Yeni Asya

Irak’ı perişan eden darbeler

- M. Latif Salihoğlu latif@yeniasya.com.tr @salihoglul­atif

Yanı başımızdak­i Irak’ta, 14 Temmuz 1958’de hem ülke, hem de bölge tarihinin seyrini değiştiren kanlı bir darbe hadisesi yaşandı. Ordu içindeki bir cunta, Başbakan Nuri Said ve Kral II. Faysal’ın da öldürüldüğ­ü feci bir darbe sonucu yönetime el koydu. Bu darbe ile kraliyet sona erdirilirk­en, sözde cumhuriyet ilân edildi. Başbakanlı­ğa oturtulan darbeci general Abdülkerim Kasım, Irak’ta tam bir dikta rejimini kurdu.

Darbeciler­in ilk icraatları­ndan biri de, Irak’ın “Bağdat Paktı”ndan çıktığını ilân ve bunu tatbik etmek oldu. Bu da gösteriyor ki, darbenin asıl hedeflerin­den biri, 1955’te kurulan Bağdat Paktı’nı işlevsiz hale getirmekti­r.

İşin içinde ecnebi (İngiliz-yahudi) parmağının olması, bu husustaki tereddütle­ri izâle ediyor. Evet, Türkiye, İran, Irak ve Pakistan’ın müşterekli­ğiyle Şubat 1955’te kurulan ve Üstad Bediüzzama­n’ın tâbiriyle “İttihad-ı İslâmın bir nevî çekirdeği”ni teşkil eden Bağdat Paktı, belli ki hariçteki zalimler ile dahildeki münafıklar­ı tedirgin etmiş.

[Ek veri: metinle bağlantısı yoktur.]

PR #153, opened 2022-05-16
feat: customers can now be edited

ToukoH:


components/form/CustomerForm.tsx
```diff
@@ -18,80 +27,110 @@ const validateCustomerFields = (fields: CustomerFields): Customer => {
...
+        customerOrNull || {}
+    )
+
+    const [errorMessage, setErrorMessage] = useState<string>("")
+    const errorHandler = (error: Error) => setErrorMessage(`${error}`)
+
+    const abortSubmission = onCancel && onCancel
+
+    return (
+        <>
```
mapehe, line 45: The edit page might look a bit nicer if, instead of an empty fragment `<></>` the form was wrapped in the same kind of `Flex` that we have in `TimesheetForm.tsx`:

```typescript
<Flex
    flexDirection="column"
    backgroundColor="white"
    border="1px solid"
    borderColor="gray.400"
    borderRadius="0.2rem"
    padding="1rem 1rem"
>
```

mapehe, line 45: The edit page might look a bit nicer if, instead of an empty fragment `<></>` the form was wrapped in the same kind of `Flex` that we have in `TimesheetForm.tsx`:

```typescript
<Flex
    flexDirection="column"
    backgroundColor="white"
    border="1px solid"
    borderColor="gray.400"
    borderRadius="0.2rem"
    padding="1rem 1rem"
>
```

mapehe (commented):
Really nice work @ToukoH 💎👏 I found almost nothing to nag about! Just one weird import which we probably don't need and one small aesthetic thing. Feel free to squash this to single commit after having a look at my comments, and I'll mark this ✅ then!

PR #155, opened 2022-05-18
test: test for edit customer form

ToukoH:


__tests__/component/form/EditCustomerForm.test.tsx
```diff
@@ -0,0 +1,142 @@
...
+        const customerMissingRequired = _.omit(testCustomerAllFields, field)
+
+        /* eslint-disable no-await-in-loop */
+        await fillAndSubmitForm(customerMissingRequired as Customer)
+        await new Promise((resolve) =>
+            setTimeout(() => resolve(null), submitTimeout)
+        )
+        /* eslint-enable */
+
+        expect(pathSpy.callCount).toEqual(1)
```
mapehe, line 138: This is incorrect. This line asserts that the form HAS been sent, while it should assert that the form has NOT been sent (since a required field is missing). The correct line is
```
expect(pathSpy.callCount).toEqual(0)
```
The form and the tests should work so that this is true.

I'll take a look and get back to you about this.

mapehe (changes requested):

mapehe (approved):
LGTM!

PR #160, opened 2022-05-19
feat: homepage is now more readable

ToukoH:


components/editor/TimesheetEntryEditor.tsx
```diff
@@ -96,16 +97,43 @@ const DayEditor = ({
...
+                    <div key={`updateEntryEditor-${entry.id}`}>
+                        <Link
+                            key={`updateEntryEditor-${entry.id}`}
+                            onClick={() => setInEditState(!inEditState)}
+                            style={{
+                                marginRight: ".5rem",
+                                fontWeight: "bold",
+                            }}
+                        >
+                            Inspect
```
mapehe, line 133: I don't think `inspect` is very useful content for this `Link`. I think something like
```
7.5 hours ${project.name}
```
would be a more useful thing to display.

components/editor/TimesheetEntryEditor.tsx
```diff
@@ -38,6 +38,7 @@ const DayEditor = ({
 
     const displayEntries = entries.filter((entry) => entry.date === dateStr)
     const [timesheet, setTimesheet] = useState<Timesheet>()
+    const [inEditState, setInEditState] = useState<boolean>(false)
```
mapehe, line 41: This is "half-correct". While this does indeed work well for a single entry, it behaves in a little unexpected way when there are several entries: When you click on any of the entries **all** of the entries will enter edit-mode.

What you will need instead is to have this state **per entry**. The easiest way to achieve this is to put the stuff that's approximately between lines `86` and `139` to its own component and put this kind of line into that component. Then you should render such component for each `entry` and everything will work nicely.

components/editor/TimesheetEntryEditor.tsx
```diff
@@ -96,16 +97,43 @@ const DayEditor = ({
...
                             />
+                            <Link
+                                key={`updateEntryEditor-${entry.id}`}
+                                onClick={() => setInEditState(!inEditState)}
+                                style={{
+                                    marginRight: ".5rem",
+                                    fontWeight: "bold",
+                                }}
+                            >
+                                Close
```
mapehe, line 108: I think this button is unnecessary. This functionality could be attached to the `cancel` button of the form. I.e. the function on line 102 could be set as the `onCancel` of the `EditTimesheetEntryForm`.

mapehe (changes requested):
Thanks! This sort of works, but I have a few requests.

components/editor/TimesheetEntryEditor.tsx
```diff
@@ -24,6 +31,57 @@ const dateToString = (date: Date): string => {
...
 
+const TimesheetEntryRow = ({
+    entry,
+    deleteTimesheetEntry,
+    dateStr,
+    timeCategories,
+}: TimesheetEntryRowProps): JSX.Element => {
+    const { id } = entry
+    const projectId = entry.timesheet.project.id
+    const [inEditState, setInEditState] = useState<boolean>(false)
```
mapehe, line 42: I'd probably name these `edit` and `setEdit`.

components/editor/TimesheetEntryEditor.tsx
```diff
@@ -24,6 +31,57 @@ const dateToString = (date: Date): string => {
...
+
+    return (
+        <div key={`${entry.id}-container`}>
```
mapehe, line 45: This `key` prop can be removed.

components/editor/TimesheetEntryEditor.tsx
```diff
@@ -24,6 +31,57 @@ const dateToString = (date: Date): string => {
...
+            <Link
+                key={`updateEntryEditor-${entry.id}`}
```
mapehe, line 47: This `key` prop can be removed.

components/editor/TimesheetEntryEditor.tsx
```diff
@@ -24,6 +31,57 @@ const dateToString = (date: Date): string => {
...
+                onClick={() => setInEditState(!inEditState)}
+                style={{
+                    marginRight: ".5rem",
+                    fontWeight: "bold",
+                }}
+            >
+                {entry.quantity} Hours on {entry.timesheet.project.name}
```
mapehe, line 54: I'd suggest
```
{entry.quantity} hours on {entry.timesheet.project.name}
```
(no capital H)

components/editor/TimesheetEntryEditor.tsx
```diff
@@ -24,6 +31,57 @@ const dateToString = (date: Date): string => {
...
+            </Link>
+            {inEditState && projectId && id && (
+                <>
+                    {" "}
```
mapehe, line 58: This can be removed

components/editor/TimesheetEntryEditor.tsx
```diff
@@ -24,6 +31,57 @@ const dateToString = (date: Date): string => {
...
+                    <Link
+                        key={`delete-${entry.id}`}
+                        onClick={() => deleteTimesheetEntry(id)}
+                        style={{
+                            marginLeft: ".5rem",
+                            fontWeight: "bold",
+                        }}
+                    >
+                        Delete
+                    </Link>{" "}
```
mapehe, line 78: The `{" "}` can be removed.

components/editor/TimesheetEntryEditor.tsx
```diff
@@ -81,32 +139,21 @@ const DayEditor = ({
...
-                            </Link>
-                        </div>
-                    )
-                }
-                return null
-            })}
+            <ul>
+                {displayEntries.map((entry) => (
+                    <li
+                        key={`updateEntryEditor-${entry.id}`}
```
mapehe, line 145: I'd suggest setting
```typescript
key={`timesheet-entry-${entry.id}-editor-container`}
```

components/editor/TimesheetEntryEditor.tsx
```diff
@@ -24,6 +31,57 @@ const dateToString = (date: Date): string => {
...
+                    fontWeight: "bold",
+                }}
+            >
+                {entry.quantity} Hours on {entry.timesheet.project.name}
+            </Link>
+            {inEditState && projectId && id && (
+                <>
+                    {" "}
+                    <EditTimesheetEntryForm
+                        key={`updateEntryEditor-${entry.id}`}
```
mapehe, line 60: This `key` prop can be removed.

components/editor/TimesheetEntryEditor.tsx
```diff
@@ -24,6 +31,57 @@ const dateToString = (date: Date): string => {
...
+                        entry={entry}
+                        timesheet={entry.timesheet}
+                        projectId={projectId}
+                        date={dateStr}
+                        timeCategories={timeCategories}
+                        onCancel={() => setInEditState(!inEditState)}
+                        afterSubmit={() => setInEditState(!inEditState)}
+                    />
+                    <Link
+                        key={`delete-${entry.id}`}
```
mapehe, line 70: This `key` prop can be removed.

mapehe (commented):
Some nitty gritty, otherwise we're good!

PR #171, opened 2022-05-19
fix: drop mobile layout

mapehe:
We get several console errors from the current mobile layout. It also seems to be broken. I suggest that at this point we simply drop the mobile version and redo it after we decide how to design the frontend in general.


mapehe:
The erros are related to this https://github.com/chakra-ui/chakra-ui-docs/issues/138 and I don't feel like dealing with that kind of stuff atm.

ToukoH (approved):
👍

PR #172, opened 2022-05-19
feat: index page request states

mapehe:
The current index page doesn't handle the different XHR request states in any way. For example, when there is an error, it simply displays nothing. Amend this situation and render by XHR-request state.


ToukoH (approved):
LGTM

Bu tedirginli­k sebebiyle, o pakta imza atan Müslüman devlet ve hükümet başkanları­na karşı gizli bir plân yürütüldü. Sırasıyla, bu şahısların tamamının (Başbakan ve Dışişleri Bakanları) çeşitli darbelere maruz kalarak devrilmesi, bu plânın varlığını ispat ediyor.

*

İrak’taki darbeden sonra devam eden yıllarda, benzer mahiyettek­i ihtilâl ve darbelerin İran, Pakistan ve Türkiye’de de yaşanması, İslâm Birliği’ne giden yolun baltalanma­sından başka bir şey değil.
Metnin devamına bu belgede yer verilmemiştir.